Was hängt denn alles am Mainboard? Nur die beiden CPUs oder kommen noch Karten rein, die auch 
Strom ziehen? Wenn es nur zwei CPUs sind, reicht so ein Adapter, da man eh nicht viel Strom zieht:
Amazon.com: 8 to Dual 8 Pin EPS 12V Motherboard Power Supply Y-Splitter Adapter Sleeved Power Cable: Computers & Accessories

Kommen noch Steckkarten rein, die zusätzlich bis zu 75W aus dem Bord ziehen, wäre das nicht so gut


----------



## Eldiabolo (31. Dezember 2016)

interessierterUser schrieb:


> Was hängt denn alles am Mainboard? Nur die beiden CPUs oder kommen noch Karten rein, die auch
> Strom ziehen? Wenn es nur zwei CPUs sind, reicht so ein Adapter, da man eh nicht viel Strom zieht:
> Amazon.com: 8 to Dual 8 Pin EPS 12V Motherboard Power Supply Y-Splitter Adapter Sleeved Power Cable: Computers & Accessories
> 
> Kommen noch Steckkarten rein, die zusätzlich bis zu 75W aus dem Bord ziehen, wäre das nicht so gut



Jaa... also eigentlich sollte das eine Gaming-VM mit In-Home-Streaming werden. Also auch Grafikkarten  Passthrough. Entweder meine alte 580GTX oder ne AMD7970. Die dann natuerlich auch Strom aus dem PCI-E Slot ziehen wuerden (zusaetzlich zu den Externen Anschluessen) Dass das insgesamt mit dem Powerbudget knapp werden kann ist mir klar, aber warum sollte der Strom der Ueber den Adapter kommt nicht auch geeignet sein fuer den PCI-Slot?


----------



## Rotkaeppchen (31. Dezember 2016)

Man unterschätzt die notwendigen Ampere. Bei 12V sind 360W, also z.B. 2 x 150W für die übertakteten CPUs plus 60W für eine Grafikkarte mal eben 30A. Keine gute Idee für den Adapter, der prinzipiell nur das her gibt, was eine 8-PIN EPS Leitung durchlässt. 
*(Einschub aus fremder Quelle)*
PR #1405, opened 2021-02-12
l10n: Change quotation marks

Valdnet:


dartcafe:
The linter doesn't like them there, even escaped. That's why I used the single quotes.

Valdnet:
> That's why I used the single quotes.

Just as I thought 😉.

But you have to stick to certain standards in the application. If you use quotes `"` in other text strings in the application and in the Nextcloud instance, then they should be changed to valid. I don't know if the PR is correct. If something is in the way, correct me.

dartcafe:
@Valdnet I moved this to a property in #1441. I'll close this one. Thanks anyway.

PR #1469, opened 2021-03-07
change migration

dartcafe:
Changed migration for 1.8


dartcafe:
Made the migration valid for NC21, too.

Ein ähnliches Problem hast Du mit dem "Molex auf 8-PIN" Adapter. Wie auf dem Bild zu sehen, haben die Molex nur 3-PIN
http://thumbs3.picclick.com/d/w1600...23%82%AC-cm-DeLock-Molex-4-Pin-Stecker-2x.jpg

Sinnvoll wäre ein Adapter von 2x6PIN PCIe auf einmal 8-PIN EPS, so Dein Netzteil 4 x PCIe 6+2 Kabel hat. Dann kann man ein Paar für die Grafikkarte nehmen und das zweite Paar für das Mainboard.
6" /160mm EPS-12V 8 pin Y-Splitter Power Cable  | eBay

...


----------



## DKK007 (1. Januar 2017)

Eldiabolo schrieb:


> Jaa... also eigentlich sollte das eine Gaming-VM mit In-Home-Streaming werden. Also auch Grafikkarten  Passthrough. Entweder meine alte 580GTX oder ne AMD7970. Die dann natuerlich auch Strom aus dem PCI-E Slot ziehen wuerden (zusaetzlich zu den Externen Anschluessen) Dass das insgesamt mit dem Powerbudget knapp werden kann ist mir klar, aber warum sollte der Strom der Ueber den Adapter kommt nicht auch geeignet sein fuer den PCI-Slot?
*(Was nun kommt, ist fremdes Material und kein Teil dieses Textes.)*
PR #1490, opened 2021-03-17
Delete polls for deleted user

jotoeri:
Hey @dartcafe,
this is a first step to delete a users polls after the user got deleted.
I recently implemented this for forms and as i originally realised this for polls on the [forum](https://help.nextcloud.com/t/polls-update-to-new-version-fails/106410/3) and having nextcloud/forms#274 in mind, i thought why not just pushing the same here. 😉 
However:
- Currently this is not working, as the cron-job does not get the permission to delete on pollService
- I'm not sure, if this `$this->pollService->delete($poll->getId());` really deletes all information including options and votes for a poll. Probably somewhere is another procedure to delete all of that?

Unfortunately it's not just straight forward for me, so i'd need to dig deeper into the whole app. So if you want to use this part, just take it over (as far as i see, only the effective internal delete-action has to be fixed now). If you have too much other stuff around or don't want this, just close this PR. 😉 

Greets,
Jonas


dartcafe:
👍 That saved me some time 'cause that is still on my to do list. But so far I didn't dig into the event listner thing. Thanks. 
With the deletion of a poll, all child elements of that poll get deleted due to db constraints. 

But there is a little bit to do, we have to anonymize every action of the user, but votes should still stand after the user left the system.

jotoeri:
Yeah, i don't know which data you store additionally, but for forms i now left the submissions as is, with the thought that submissions, also in connection to a user-name, are 'property' of the form-owner once submitted. But that's indeed discussable and needs some handling of e.g. the DisplayName if a user can not be found anymore.

dartcafe:
I will complete this after 1.8 is out (estimated for Saturday).

dartcafe:
I did a rebase and switched the logic to delete via sql. 
@jotoeri Any reason, why you put this to a background job? Wouldn't it be better to delete the polls synchronously?

jotoeri:
Just that doing it synchronously slows down the user-deletion process... So if several apps insert their job synchronously that can become quite annoying. So afaik such things should always be done asynchronously. Iirc there also was some discussion on that on the community-chat somehwen...

dartcafe:
I see. I come over it, because the user gets deleted and his/her polls are still available with an invalid owner. This could confuse other users and looks like a bug.

jotoeri:
Well typically cron-jobs are run quite often (each five minutes typ. with cron?)... So i don't think that should be too much of a problem... 🤷‍♂️ 😉

dartcafe:
Finished the PR with deleting 
* shares
* preferences
* logs
* subscriptions
* shares

The userId in votes, comments and options will get renamed to a deleted status, to avoid changing poll options and results.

Wobei die Frage ist, wie gut das ganze mit den 2 CPUs läuft. Da wäre ein aktueller 8 Kerner wohl deutlich besser. RyZen kommt ja auch bald.


----------



## Eldiabolo (1. Januar 2017)

Huh? Wo hast die 2x150W CPU Powerbudget her? ich plante mir 2 95W Xeons.  Uebertakten schonmal garnicht. Also maximal 250W  und dan noch 250W  maximales Grakabudget. Plus Festplatten, aber das sollte gehen. Zumal  das ja auch nur der worst case waere. Vllt zumindest als  uebergangsloesung bis der arme Student wieder Geld fuer eine etwas  potenteres Netzteil hat. 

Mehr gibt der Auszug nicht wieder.